Saturday, March 14, 2009

What's a City?

Many years ago, probably at least 15, I stumbled on a conversation that was a bit of an epiphany. Epiphany is too strong a word, but nevertheless, I like the sound of that word over "eye opener".

The discussion centered around the notion of "what is a city". Of course, I had the rather naive view that it was anything above a certain population. Something big enough to make it bigger than a town, bigger than a suburb. A metropolis, such as it was, would be a big city.

However, the two people debating the issue, and it could hardly have been a debate, because they agreed to same principles, but were simply niggling on details of what were proper examples of cities.

A city, they had agreed, was not only a large metropolitan area, but some place that had a distinctive personality. So New York, Los Angeles, and Chicago fit the bill. New Orleans and Philadelphia would be considered cities, but places like Tampa or Rochester or Jacksonville might be suitably non-descript to count as a city.

Would Portland and Seattle be cities? Places like Nashville and Atlanta maybe yes. Places like Charlotte, not so much.

Why use this definition? It's been said many people who live in the city like the city. It has museums and plays and concerts and sports teams. Its very size generally means a diversity in things to do, and people that live there, as ethnic groups of all sorts will find more familiar faces in a big city than in a rural countryside.

If the city lacks personality, maybe Buffalo or Des Moines, then it becomes just a large place that isn't particularly distinctive, an overcrowded place without the kind of personality one wants.

The city seems antithetical to the car. Not to say certain cities don't practically require the use of a car (think Los Angeles), but that the convenience of cities should be nearby places to go that is walkable or certainly accessible via public transport. It's difficult for a city to be walkable and have cars. But to be walkable means you need to distribute restaurants, stores, museums, etc. all in the same area and not segregate homes on one end, and shopping on the other.

I happen to like the car, but there are plenty of times where the sheer amount of time, compounded by the incessant number of traffic lights, makes the journey so very arduous and therefore tedious. The city fights this because the parameters are so much bigger. The number of lanes, the tall building, the taxis jockeying for positions, the rules that seem to only appear in cities, one way streets, and so forth. What a pain.

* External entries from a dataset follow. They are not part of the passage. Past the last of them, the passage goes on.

PR #2437, opened 2021-04-20
Add india national health id as an identifier type

ssrihari:
**Story card:** [ch3220](https://app.clubhouse.io/simpledotorg/story/3220)

## Because

We need to support india national health ids as identifier types for future app versions


prabhanshuguptagit (approved):

harimohanraj89:
@ssrihari did we confirm that it's ok to send NHIDs to older app versions? Will they ignore them gracefully?

ssrihari:
> @ssrihari did we confirm that it's ok to send NHIDs to older app versions? Will they ignore them gracefully?

@harimohanraj89 Yup. We've made some good decisions in the past 😁  See [related ADR](https://github.com/simpledotorg/simple-android/blob/master/doc/arch/006-forward-compatibility-for-enums.md), and [slack conversation](https://simpledotorg.slack.com/archives/C01T2MYJB97/p1618899070015100).

harimohanraj89:
Toit 😎

PR #2441, opened 2021-04-21
Fix flaky patient summary spec

prabhanshuguptagit:
[ch3526](https://app.clubhouse.io/simpledotorg/story/3526/fix-flaky-patient-line-list-spec)

## Because

The patient summary spec fails randomly due to mismatch in the age. It only fails on semaphore, not locally. This is a follow up to #2419.

## This addresses

The flakiness only appears when the patient doesn't have an DoB. In that case we calculate the age using the `age` and `age_updated_at` fields in SQL. The SQL calculation is off by one from our `current_age` method randomly. 

This removes the DoB randomization in patient factory. The off by one bug would still exist.

PS We shouldn't randomize attributes in factories as a rule of thumb since it has led to to confusing specs in the past.

## Update

This was happening due to this behaviour of `travel_to`:
```
the usec for the time passed will be set to 0 to prevent rounding errors with external services, like MySQL (which will round instead of floor, leading to off-by-one-second errors).
```
[Link](https://api.rubyonrails.org/v5.1.7/classes/ActiveSupport/Testing/TimeHelpers.html#method-i-travel_to)

Since `travel_to` drops the microsecond from timestamps,`travel_to Time.current` could move you to upto one millisecond in the past. In this case, if the `age_updated_at` is within the same millisecond as `Time.current`, `Time.current - age_updated_at` will be negative. This results in `current_age` to be 1 less than the matview.

This sets the `age_updated_at` to a time in the past, to avoid the rounding error by `travel_to`.

This is a spec problem, not a feature issue.


kpethtel (approved):
I agree with you that we shouldn't be randomizing this factory, but I think we should just remove this `transient` block altogether and remove the condition from these two lines:
```
    date_of_birth { rand(18..80).years.ago if has_date_of_birth? }
    age { rand(18..100) unless has_date_of_birth?
```

ssrihari:
> The SQL calculation is off by one from our current_age method randomly.

We need to fix this.

I'm almost tempted to leave this randomly failing test as is as a reminder that this is still broken. If we fix the broken test this way, then we will have an illusion of a passing test suite when we still have a known bug. Can we write a different failing test perhaps?

> PS We shouldn't randomize attributes in factories as a rule of thumb since it has led to to confusing specs in the past.

I like the randomness, actually. It elevates us slightly from writing purely example based tests to using a slightly wider range of test data. The randomness has clearly helped us catch a bug in this case.

If the confusion is costly in terms of our time to debug etc, it makes sense to keep it deterministic. However, this has been around since the time @govindkrjoshi and I added it at the beginning of the project, and hasn't really costed us that much right? Please do cmiiw.

prabhanshuguptagit:
> We need to fix this.

Yeah, I agree. Although as I was looking at this, I remembered that we spent a fair bit of time trying to address this in the [PR this spec was introduced](https://github.com/simpledotorg/simple-server/pull/1950) but had no luck. I'm ok with letting this flake until we can fix this.

We should still remove the factory randomisation though. Apologies for putting it as a `rule of thumb because it's hurt in the past`. I think mainly:
- Some randomised attributes at the model can cause a big affect down the line. As a slightly exaggerated example, lets randomise a patient's hypertensive-ness between `true` and `false`. This is probably good for tests at the model level. At the reports layer though, it will cause some metric to have a value of `0` or `10` depending on the sampling. The reports specs become hard to write (and read).
- This is only a personal experience, I don't have data to back this up: I've found it easy to fall for a false sense of coverage with this kind of minor randomisation. Testing for these attributes explicitly in the tests forces to think about these edge cases a little more actively.

harimohanraj89:
In my experience, the randomness of test data is not worth the edge cases like this it flushes out. I've found that smarter tests that hit the boundaries are usually better.

Eg., instead of randomizing age and dob, we should have two deterministic tests that take a patient that's 30yrs364days old, and 31yrs1days old.

I'd be in favor of deterministic-izing these specs. That unfortunately means we'd also wanna fix that off-by-one right now as well. Think we can figure that one out here?

ssrihari:
I am okay with removing the randomisation here. I think the benefits are small, when weighed wrt your valid experience writing/reading related reporting tests. We would lose the ability to pick up on bugs such as this one, but that's a fair trade off.

That said,

> The reports specs become hard to write (and read).

I feel like creating test data for reports where date is an important aspect would have date specified explicitly anyway. Or we _can_ just specify the age/dob in a `create_list` invocation, and that wouldn't be too bad.

> false sense of coverage with this kind of minor randomisation

At least when we added it, it was intended to catch exactly this kind of a bug. We would still add specific tests for the edge cases where we could think of them, these aren't mutually exclusive.

ssrihari:
> I've found that smarter tests that hit the boundaries are usually better.

That's assuming we're smart enough to think of all the boundaries the first time we write these tests :). As programmers, we're biased having written the code that is being tested, and are often overconfident of how well it works. We aren't inherently incentivised enough to think of all the edge cases.

That's the case for generative testing anyway. Obviously this `rand` in the factory is not a generative test, but it provides a tiny amount of the benefits. I was hoping to take that further at some point.

Just to be clear, I also think it's not worth keeping the `rand` here. I'm just indulging in related conversation :)

harimohanraj89:
Fair points indeed. Yup, the base factory probably isn't the place to add the randomization for generative tests 😅 

We'll have some work to do here before we can merge in the fix 😄

spec/exporters/patients_exporter_spec.rb
```diff
@@ -156,19 +149,19 @@
   end
 
   describe "#csv" do
-    let(:now) { Time.current }
-    let(:patient_batch) { Patient.where(id: patient.id) }
```
prabhanshuguptagit, line 160: This is a refactor to simplify the assertions.

spec/factories/patients.rb
```diff
@@ -4,17 +4,13 @@
...
     id { SecureRandom.uuid }
     gender { Seed::Gender.random_gender }
     full_name { common_names[gender.to_sym].sample + " " + common_names[gender.to_sym].sample }
     status { Patient::STATUSES[0] }
-    date_of_birth { rand(18..80).years.ago if has_date_of_birth? }
-    age { rand(18..100) unless has_date_of_birth? }
-    age_updated_at { Time.current }
+    date_of_birth { nil }
+    age { rand(18..100) }
+    age_updated_at { 1.second.ago }
```
prabhanshuguptagit, line 13: This is the actual fix ✨

config/initializers/filter_parameter_logging.rb
```diff
@@ -40,4 +40,4 @@ def self.filter
   end
 end
 
-Rails.application.config.filter_parameters += [:password, :age, ParameterFiltering.filter]
+Rails.application.config.filter_parameters += [:password, ParameterFiltering.filter]
```
prabhanshuguptagit, line 43: This is an unrelated fix that was surfaced by a breaking spec. A full fix will follow up in https://github.com/simpledotorg/simple-server/pull/2519

harimohanraj89: So this PR will start logging ages?

prabhanshuguptagit: Yes. Undid this change in 905a39c, so we can deal with it separately.

spec/exporters/patients_exporter_spec.rb
```diff
@@ -156,19 +149,19 @@
...
-
     it "generates a CSV of patient records" do
-      skip "intermittent test blocking deploys"
-      travel_to now do
+      Timecop.freeze do
```
prabhanshuguptagit, line 153: `Timecop.freeze` does not do any rounding of the timestamp.

harimohanraj89:
:shipit: :shipit: :shipit:  🚢 🚢 🚢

If you like the car, then you want tiny towns and wide open spaces where the congestion of a city populace isn't there. It is an urban fantasy that a city be desolate of drivers except for the one person, free to roam down streets with towers that pierce the sky, and with the roof pulled down, the music blaring loudly, the wind rushing like waterless currents through one's hair, and equate this rush of exhilarating movement and equate this with freedom.

1 comment:

Anonymous said...

It's not a fantasy-- it's called usage fees!